Prokaryotic vs. Eukaryotic Cells – Vocabulary Review

Structural and Functional Features

• Ribosomes as the First Point of Comparison
  • Both cell types contain ribosomes (site of protein synthesis).
  • Prokaryotes: 70\,S ribosome.
  – “S” = Svedberg unit, a sedimentation‐rate measure used after ultracentrifugation; reflects size + shape, not strict mass.
  – Practical link: many antibiotics exploit the 70\,S vs 80\,S distinction for selective toxicity (kill bacteria, spare host).
  • Eukaryotes: 80\,S ribosome.

• Nuclear Organization
  • Eukaryotes possess a membrane-bound nucleus that packages and protects DNA (chromosomes neatly arranged).
  • Prokaryotes lack a nucleus; DNA resides in a loosely organized nucleoid region.
  • Microscopy cue: spotting a visible nucleus ➜ immediately classifies the specimen as eukaryotic.

• Energy Centers
  • Eukaryotic cells have mitochondria (“powerhouse”): site of aerobic respiration and ATP production.
  • Prokaryotes generate ATP by other strategies (to be covered later) and do not contain mitochondria.

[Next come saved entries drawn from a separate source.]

PR #184, opened 2025-02-04
Blank property values are allowed

techcobweb:

# Why ?
See issue [Galasa Resources Apply fails if properties are given an empty value, even though ETCD accepts properties that are empty #2115](https://github.com/galasa-dev/projectmanagement/issues/2115)

# Tasks
- relax some validation checks to allow blanks.
- adjust unit tests to test that blank values are allowed.
- expand some error messages so that they are unique, and capture all the message text in the  correct place so messages could later be translated.

### DIFF
--- a/modules/framework/galasa-parent/dev.galasa.framework.api.common/src/test/java/dev/galasa/framework/api/common/resources/TestCPSProperty.java
+++ b/modules/framework/galasa-parent/dev.galasa.framework.api.common/src/test/java/dev/galasa/framework/api/common/resources/TestCPSProperty.java
@@ -243,7 +243,7 @@ public class TestCPSProperty extends BaseServletTest {
     }
 
     @Test
-    public void testCPSPropertyBlankValueIsInvalid() throws InternalServletException{
+    public void testCPSPropertyBlankValueIsValid() throws InternalServletException{
         //Given...
         String namespace = "framework";
         String propertyName = "property";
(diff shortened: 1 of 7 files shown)


modules/framework/galasa-parent/dev.galasa.framework.api.common/src/test/java/dev/galasa/framework/api/common/resources/TestCPSProperty.java
```diff
@@ -243,7 +243,7 @@ public void testCPSPropertyNoNameIsInvalid() throws InternalServletException{
     }
 
     @Test
-    public void testCPSPropertyNoValueIsInvalid() throws InternalServletException{
+    public void testCPSPropertyBlankValueIsInvalid() throws InternalServletException{
```
jadecarino: This should say `testCPSPropertyBlankValueIsValid`

jadecarino (changes requested):
One minor change on the test method name but looks good otherwise

modules/framework/galasa-parent/dev.galasa.framework.api.common/src/test/java/dev/galasa/framework/api/common/resources/TestCPSProperty.java
techcobweb: yea

techcobweb: Fixed

jadecarino (approved):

• Membrane-Bound Organelles (MBOs)
  • Exclusive to eukaryotes:
  – Endoplasmic Reticulum (ER)
  • Rough ER (ribosome-studded) = protein synthesis & initial modification.
  • Smooth ER = lipid synthesis & detoxification.
  – Golgi Apparatus = post-translational modification, packaging, targeting for secretion or intracellular use.
  • Prokaryotes completely lack MBOs.

Shared Cellular Components

• DNA
  • Universal: same four nucleotides (A, T, G, C) encode genetic info across all life.

• Flagella (Motility)
  • Present in some representatives of both groups.
  – Prokaryotic flagella differ structurally, but functionally propel the cell.
  – Eukaryotic examples: human sperm; various motile protozoa.

• Cell Walls
  • Both groups contain species with walls, but chemical makeup diverges:
  – Prokaryotes: typically peptidoglycan or analogs.
  – Eukaryotes (if wall present): diverse polymers—e.g.
  • Algae: cellulose, silica, or calcium carbonate.
  • Fungi: chitin, glucans, mannoproteins.

• Cytoplasm
  • Gel-like matrix (mainly water + salts, sugars, electrolytes).
  • Suspends all internal components.

• Plasma (Cell) Membrane
  • Universally a phospholipid bilayer: two layers of amphipathic phospholipids.
  • Embedded transmembrane proteins & channels enable:
  – Signal transduction (outside ➜ inside).
  – Regulated transport of ions & molecules.

Specialized Prokaryotic Adaptations

• Pili & Fimbriae
  • Surface appendages that mediate attachment to host cells/tissues.
  • Crucial in colonization and sometimes genetic exchange (conjugation pili).

• Endospores
  • Dormant, highly resistant structures produced by some bacteria under stress (heat, desiccation, nutrient deprivation).
  • Process:

  1. Sporulation – encapsulates DNA in a tough coat.

  2. Environmental conditions improve ➜ Germination back to vegetative, metabolically active state.

• Capsule / Glycocalyx
  • Secreted polysaccharide layer outside cell wall.
  • If thick & organized ➜ “capsule”; if loose ➜ “slime layer.”
  • Functions:
  – Attachment to host surfaces (biofilm initiation).
  – Evasion of immune phagocytosis (blocks engulfment).

Additional Functional Insights & Connections

• Selective Toxicity
  • Medical importance: antibiotics that target 70\,S ribosomes spare host (human) 80\,S ribosomes → reduced side effects.

• “Powerhouse” Reminder
  • Classic A&P concept: mitochondrial ATP production underscores high energy demand in eukaryotic processes.

• Microscopy & Diagnostics
  • Presence/absence of nucleus and organelles aids rapid cell classification in lab settings.
  • Acid-fast & Gram staining further interrogate prokaryotic wall composition (covered in later units).

• Environmental & Evolutionary Considerations
  • Endospore-forming bacteria pose sterilization challenges (healthcare, food industry).
  • Flagellar diversity hints at evolutionary solutions to motility across domains of life.